§ HOW TO COMPLETE THIS TASK: Each line below must be set down exactly as it stands.

§ DATA FOR PROCESSING:
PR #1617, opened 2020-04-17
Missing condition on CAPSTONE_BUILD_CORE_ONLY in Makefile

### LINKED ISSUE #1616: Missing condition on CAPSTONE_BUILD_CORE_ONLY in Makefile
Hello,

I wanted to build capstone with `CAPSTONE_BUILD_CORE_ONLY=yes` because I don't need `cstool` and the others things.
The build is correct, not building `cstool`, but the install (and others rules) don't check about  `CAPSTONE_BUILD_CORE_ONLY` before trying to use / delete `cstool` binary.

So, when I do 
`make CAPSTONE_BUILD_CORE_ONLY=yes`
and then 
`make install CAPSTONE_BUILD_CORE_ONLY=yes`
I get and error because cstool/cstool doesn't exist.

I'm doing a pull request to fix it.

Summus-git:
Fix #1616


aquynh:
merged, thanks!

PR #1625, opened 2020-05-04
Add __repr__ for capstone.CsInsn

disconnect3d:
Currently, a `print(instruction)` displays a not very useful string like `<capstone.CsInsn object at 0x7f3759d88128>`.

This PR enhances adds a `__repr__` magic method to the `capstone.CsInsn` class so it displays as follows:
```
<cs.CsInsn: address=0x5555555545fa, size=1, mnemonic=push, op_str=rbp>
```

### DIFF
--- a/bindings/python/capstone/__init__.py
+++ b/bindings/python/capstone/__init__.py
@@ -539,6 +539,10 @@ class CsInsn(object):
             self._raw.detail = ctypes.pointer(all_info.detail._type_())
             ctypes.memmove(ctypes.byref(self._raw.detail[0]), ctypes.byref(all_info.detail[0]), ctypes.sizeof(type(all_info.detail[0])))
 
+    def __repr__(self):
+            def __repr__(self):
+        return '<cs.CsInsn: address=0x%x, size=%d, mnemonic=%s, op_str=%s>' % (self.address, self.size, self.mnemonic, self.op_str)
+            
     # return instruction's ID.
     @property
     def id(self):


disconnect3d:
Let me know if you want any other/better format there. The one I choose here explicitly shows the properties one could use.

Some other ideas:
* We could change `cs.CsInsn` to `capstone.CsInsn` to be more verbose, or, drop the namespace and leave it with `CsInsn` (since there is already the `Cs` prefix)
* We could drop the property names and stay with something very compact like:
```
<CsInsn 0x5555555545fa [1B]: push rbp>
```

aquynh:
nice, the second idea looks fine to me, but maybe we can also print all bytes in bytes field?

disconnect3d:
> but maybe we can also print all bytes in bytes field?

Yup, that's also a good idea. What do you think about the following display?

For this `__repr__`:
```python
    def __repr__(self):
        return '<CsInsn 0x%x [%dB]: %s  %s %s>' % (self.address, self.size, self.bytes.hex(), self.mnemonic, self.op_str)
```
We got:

§ TASK OUTPUT:
PR #1617, opened 2020-04-17
Missing condition on CAPSTONE_BUILD_CORE_ONLY in Makefile

### LINKED ISSUE #1616: Missing condition on CAPSTONE_BUILD_CORE_ONLY in Makefile
Hello,

I wanted to build capstone with `CAPSTONE_BUILD_CORE_ONLY=yes` because I don't need `cstool` and the others things.
The build is correct, not building `cstool`, but the install (and others rules) don't check about  `CAPSTONE_BUILD_CORE_ONLY` before trying to use / delete `cstool` binary.

So, when I do 
`make CAPSTONE_BUILD_CORE_ONLY=yes`
and then 
`make install CAPSTONE_BUILD_CORE_ONLY=yes`
I get and error because cstool/cstool doesn't exist.

I'm doing a pull request to fix it.

Summus-git:
Fix #1616


aquynh:
merged, thanks!

PR #1625, opened 2020-05-04
Add __repr__ for capstone.CsInsn

disconnect3d:
Currently, a `print(instruction)` displays a not very useful string like `<capstone.CsInsn object at 0x7f3759d88128>`.

This PR enhances adds a `__repr__` magic method to the `capstone.CsInsn` class so it displays as follows:
```
<cs.CsInsn: address=0x5555555545fa, size=1, mnemonic=push, op_str=rbp>
```

### DIFF
--- a/bindings/python/capstone/__init__.py
+++ b/bindings/python/capstone/__init__.py
@@ -539,6 +539,10 @@ class CsInsn(object):
             self._raw.detail = ctypes.pointer(all_info.detail._type_())
             ctypes.memmove(ctypes.byref(self._raw.detail[0]), ctypes.byref(all_info.detail[0]), ctypes.sizeof(type(all_info.detail[0])))
 
+    def __repr__(self):
+            def __repr__(self):
+        return '<cs.CsInsn: address=0x%x, size=%d, mnemonic=%s, op_str=%s>' % (self.address, self.size, self.mnemonic, self.op_str)
+            
     # return instruction's ID.
     @property
     def id(self):


disconnect3d:
Let me know if you want any other/better format there. The one I choose here explicitly shows the properties one could use.

Some other ideas:
* We could change `cs.CsInsn` to `capstone.CsInsn` to be more verbose, or, drop the namespace and leave it with `CsInsn` (since there is already the `Cs` prefix)
* We could drop the property names and stay with something very compact like:
```
<CsInsn 0x5555555545fa [1B]: push rbp>
```

aquynh:
nice, the second idea looks fine to me, but maybe we can also print all bytes in bytes field?

disconnect3d:
> but maybe we can also print all bytes in bytes field?

Yup, that's also a good idea. What do you think about the following display?

For this `__repr__`:
```python
    def __repr__(self):
        return '<CsInsn 0x%x [%dB]: %s  %s %s>' % (self.address, self.size, self.bytes.hex(), self.mnemonic, self.op_str)
```
We got:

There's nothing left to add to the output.